The Pearls of the Crown (Les Perles de la couronne) is a 1937 French comedy film of historically based fiction by Sacha Guitry who plays four roles in it (many of the other performers play multiple roles, as well). Guitry's Jean Martin investigates the history of seven pearls, four of which end up on the crown of England, while the other three initially go missing.

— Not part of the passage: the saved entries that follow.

PR #501, opened 2025-08-02
add azem project to readme

thuvasooriya:
hope i didn't mess up any formatting guidelines.
the app is very barebones but will help some people get an idea of what's possible ig.


david-vanderson:
Thanks!

PR #503, opened 2025-08-03
Id refactor

RedPhoenixQ:
`WidgetId` was used for more than just widgets and the code to translate from `u64` to `WidgetId` was very messy.

This renames `WidgetId` to just `Id` and moves `hashSrc` (renamed to `extendId` as that is the intended use) and `hashIdKey` (renamed to `update` to match the hash update function which it just calls directly) to it. This makes `Id` more generally useful and the removed the distinction of when you get and id and when you get just a `u64` hash.


david-vanderson:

It was made at the Billancourt Studios in Paris with location shooting at a variety of sites including the Abbaye de Royaumont, the Château de Louveciennes and aboard the S.S. Normandie. The film's sets were designed by the art director Jean Perrier.

==Plot==
Tracing the history of seven valuable pearls of the English Crown from the time of Henry VIII of England to the present day (1937). Writer Jean Martin (Sacha Guitry) attempts to track down three of the missing pearls by tracing their previous owners, with events seen in flashback, involving Napoleon, King Henry VIII and Elizabeth I of England amongst others.

==Cast==

- Sacha Guitry as Jean Martin/François I/Viscount Barras/Old Napoleon III
- Jacqueline Delubac as Françoise Martin/Mary, Queen of Scots/Josephine
- Lyn Harding as John Russell/Henry VIII
- Renée Saint-Cyr as Madeleine de la Tour d'Auvergne
- Enrico Glori as Pope's Chamberlain
- Ermete Zacconi as Pope Clement VII
- Barbara Shaw as Anne Boleyn
- Marguerite Moreno as Catherine de'Medici/Empress Eugenie
- Arletty as Queen of Abyssinia
- Marcel Dalio as Abyssinian Minister/Jewel Seller
- Claude Dauphin as Italian in Abyssinia
- Robert Seller as Englishman in Abyssinia
- Ponzio as Singing worker
- Andrews Engelmann as The Lead Robber
- Yvette Pienne as Queen Mary I of England (Mary Tudor)/Queen Elizabeth I/Queen Victoria
- Raimu as Industrialist
- Lisette Lanvin as Femme du monde/Reine Victoria
- Pierre Juvenet as The Expert
- Henri Crémieux as Auctioneer
- Aimé Simon-Girard as Henri IV
- Germaine Aussey as Gabrielle d'Estrées
- Simone Renant as Madame Du Barry
- Damia as Woman of the People
- Di Mazzei as Sans-coulotte
- Jean-Louis Barrault as Lorenzo de Medicia/Young Bonaparte
- Robert Pizani as Talleyrand
- Émile Drain as Napoleon I (1815)
- Huguette Duflos as Queen Hortense
- Raymonde Allain as Empress Eugenie (1865)
- Violet Farebrother as An Old Lady
- Rosine Deréan as Young girl/Catherine d'Aragon
- Marie Leconte as A Woman in Misery
- Pierre Magnier as An Old Lord
- Cécile Sorel as A Courtesan (5th billed in star credit!)
- Lillie Grandval as Opera Soprano
- Jean Coquelin as An Old man
- Gaston Dubosc as A Grand Duke
- Pauline Carton as Femme du Chambre
- Anaclara as La négresse
- Colette Borelli as Mary Stuart (girl)
- Julien Clément as Le gigolo
- Marfa d'Hervilly as La vieille courtisane
- Denis de Marney as Darnley
- Aline Debray
- Dynalik as Le petit rat
- Georges Fels as ?
- Eugénie Fougère as La vieille coquette
- Gary Garland as Une passagère sur le Normandie
- Anthony Gildès as Le vieil hongrois
- Georges Grey as Le jeune hongrois
- Geneviève Guitry as ?
- Lautner as Le Titien
- Oléo as La petite poule
- Jacqueline Pacaud as Jane Seymour
- Annie Rozanne as ?
- Léon Walther as Anne de Montmorency
- Laurence Atkins as Madame Tallien/Madame d'Estampes
- Jacques Berlioz as ?
- ? as Hipollite
- Humberto Catalano as Spanelli (uncredited!)
- James Craven as Hans Holbein
- Derrick De Marney as Darnley
- Fred Duprez as An American
- Romuald Joubé as Clouet
- Darling Légitimus as ?
- Percy Marmont as Cardinal Wolsey
- Paulette Élambert as Catherine de Medici (girl)

==Critical reception==
Writing for Night and Day in 1937, Graham Greene gave the film a good review claiming that it "entertained me even more than it irritated me". Admitting some degree of distaste in director Guitry's general style and demeanor, Greene found admiration in Guitry's "ingenious[] attempts to give a wider circulation to a French picture by working the story out in three languages" and described his use of language in certain scenes as "cunningly and quite naturally arranged". Greene praised the story and the acting of Guitry and Delubac.

TV Guide gave the film three out of four stars, writing, "Although Guitry chose to push the audience's patience a bit by filming the story in three languages, PEARLS OF THE CROWN is one of his finest works, and perhaps his least theatrical. (In French, Italian, and English; English subtitles)."